First note that this gratuitous judicial-review power — where courts’ rulings on law are considered to constrain all three branches of government — is
not found in the Constitution. Rather, it was
unilaterally declared by the Court itself in the 1803
Marbury v. Madison decision. In other words,
Rasmussen’s supposition about the courts’ role does not align with constitutionalism.
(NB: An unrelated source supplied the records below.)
PR #2862, opened 2026-09-10
grpc/service_config: memoize default_lb_policy via LazyLock

nathanielford:
## Motivation

`ServiceConfig::default_lb_policy()` is invoked whenever a service config omits load balancing configuration, specifies an empty candidate list (`loadBalancingConfig: []`), or when name resolution completes without providing a service config. Re-parsing empty JSON and re-allocating identical configuration objects on every fallback resolution is redundant.

## Solution

Memoize the resolved `(Arc<DynLbPolicyBuilder>, Option<DynLbConfig>)` using `std::sync::LazyLock`:
- The `pick_first` builder lookup and configuration parsing executes once on first access.
- Subsequent calls to `ServiceConfig::default_lb_policy()` return a clone of the memoized tuple with zero mutex locks, zero JSON AST allocations, and zero re-parsing passes.


grpc/src/client/service_config/mod.rs
```diff
@@ -26,13 +26,24 @@ pub(crate) mod duration;
...
 use crate::client::load_balancing::ParsedJsonLbConfig;
 use crate::client::load_balancing::pick_first;
 
+static DEFAULT_PICK_FIRST: LazyLock<(Arc<DynLbPolicyBuilder>, Option<DynLbConfig>)> =
+    LazyLock::new(|| {
+        let builder = GLOBAL_LB_REGISTRY
+            .get_policy(pick_first::POLICY_NAME)
+            .expect("pick_first policy must be registered");
+        let default_json = ParsedJsonLbConfig::from_value(serde_json::json!({}));
+        let parsed_config = builder.parse_config(&default_json).ok().flatten();
```
arjan-bal: We should probably panic instead of ignoring an unexpected parsing error.

arjan-bal (approved):
LGTM with a minor comment.

grpc/src/client/service_config/mod.rs
nathanielford: Done!

PR #2865, opened 2026-09-11
grpc: fix broken rustdoc links in the server module

sauravzg:
Fix reference to private interceptor and remove now deleted call. 

We may need to revisit making `Identity` and `Interceptor` public at some point, since we expose a private symbol `Identity` via `ServerBuilder` public. Ideally, this may require making interceptors pub instead of pub crate


arjan-bal (approved):
LGTM

Issue #1237, opened 2023-01-14
Add compression level support


zamazan4ik:
## Feature Request
Add compression-level support to the supported compression algorithms.

### Motivation

Right now there is no option to specify compression-level support if compression is enabled. Some default compression level is used. As a user want to be able to configure compression level so I can choose in tradeoff between compression time and resulting size.

### Proposal

Add compression level support to `compress` method.

PR #2866, opened 2026-09-12
tonic: support configurable gzip compression levels

sakateka:
Updates #1237

## Motivation

Allow applications to choose the gzip compression level for requests and
responses. Configurable deflate and zstd levels remain follow-up work.

## Solution

Add `CompressionConfig` and `send_compressed_with_config` to core and generated
clients and servers:

```rust
use tonic::codec::GzipLevel;

let client = client.send_compressed_with_config(GzipLevel::FAST.into());
let server = server.send_compressed_with_config(GzipLevel::BEST.into());
```

`GzipLevel::try_from(u32)` accepts levels in `0..=9` and returns
`InvalidGzipLevel` for invalid values. `NONE`, `FAST`, and `BEST` provide named
constants for common choices.

Store settings separately to preserve the existing `CompressionEncoding` enum,
including numeric casts, and the existing `send_compressed` signatures. Default
compression behavior is unchanged.

Negotiation retains the configured level for outgoing messages. Re-enabling an
encoding replaces its settings without changing its position. Headers still use
`gzip`, and decoding is independent of the sender's compression level.

Regenerate the checked-in clients and servers. A separate CI commit initializes
the MSVC environment for the Windows protoc plugin build.

## Validation

- 84 tonic unit tests and 70 compression tests passed.
- Tonic and tonic-build doctests passed.
- `cargo-semver-checks` passed for tonic and tonic-build against 0.14.5.
- Clippy passed with warnings denied, including all combinations of compression
  features and builds without compression.
- Formatting, rustdoc with default features and compression enabled, and
  code-generation reproducibility checks passed.
- `cargo check --workspace --features full` passed with protoc 32.0.


dfawley:
I don't believe any other grpc implementation has configurable gzip compression levels, so something like this would probably need to be agreed upon as a cross-language addition via a [gRFC](https://github.com/grpc/proposal#grpc-rfcs).  Also, we are not generally adding any significant new features to tonic itself, to focus on development of the grpc crate, so I will close this.

sakateka:
@dfawley, would you consider changing tonic’s default gzip compression level from 6 to 1 as a smaller alternative? I couldn’t find a recommended numeric gzip level in the existing gRFCs, and the [compression specification](https://github.com/grpc/grpc/blob/master/doc/compression.md#compression-levels-and-algorithms) does not prescribe one.

We tested gzip levels 1–6 on a captured 16.7 MB protobuf response, reproducing tonic 0.14.6’s compression path with flate2/miniz_oxide. In a release build, with 80 measured samples per level after warmup:

| Level | Median compression time | Compressed size |
|---|---:|---:|
| gzip-6 | 162.927 ms | 747,572 bytes |
| gzip-1 | 30.984 ms | 1,077,700 bytes |

That is **5.26× faster compression**, at the cost of a **44.2% larger compressed payload**. These measurements cover compression alone. For our CPU-bound server workload, level 6 is a very expensive default and compression becomes a bottleneck; level 1 offers a much better trade-off.

Also, grpc-go already supports configurable gzip levels through [`encoding/gzip.SetLevel`](https://pkg.go.dev/google.golang.org/grpc/encoding/gzip#SetLevel), available since v1.11.0. It allows selecting level 1 during initialization, which might be a useful reference for tonic as well.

But critics would say that this is putting it lightly. Justice Scalia wrote in his
Obergefell dissent that the Court has actually become “a threat to American democracy.” And this just reflects what founder Thomas Jefferson warned when he said that if the Court was not reminded of its impotence, if it comes to be viewed as having ultimate-arbiter (judicial review) power, our Constitution will have become “a suicide pact.” As I
wrote just last week:
Jefferson explained the problem with judicial review, writing, “For intending to establish three departments, co-ordinate and independent, that they might check and balance one another, it has given, according to this [judicial review] opinion, to one of them alone, the right to prescribe rules for the government of the others, and to that one too, which is unelected by, and independent of the nation.... The constitution, on this hypothesis, is a mere thing of wax in the hands of the judiciary, which they may twist, and shape into any form they please.”
Jefferson also
pointed out, correctly, that “Our judges are as honest as other men and not more so. They have with others the same passions for party, for power, and the privilege of their corps.” …Judicial review is “a very dangerous doctrine indeed,” Jefferson
warned in 1820, “and one which would place us under the despotism of an oligarchy.”
Jefferson also wrote that nullification — states’ ignoring of federal dictates — is the “rightful remedy” for all central-government usurpation of states’ powers. Of course, this includes plainly unconstitutional rulings by oligarchic federal courts.
Guess Jefferson was just an unamerican SOB eh!?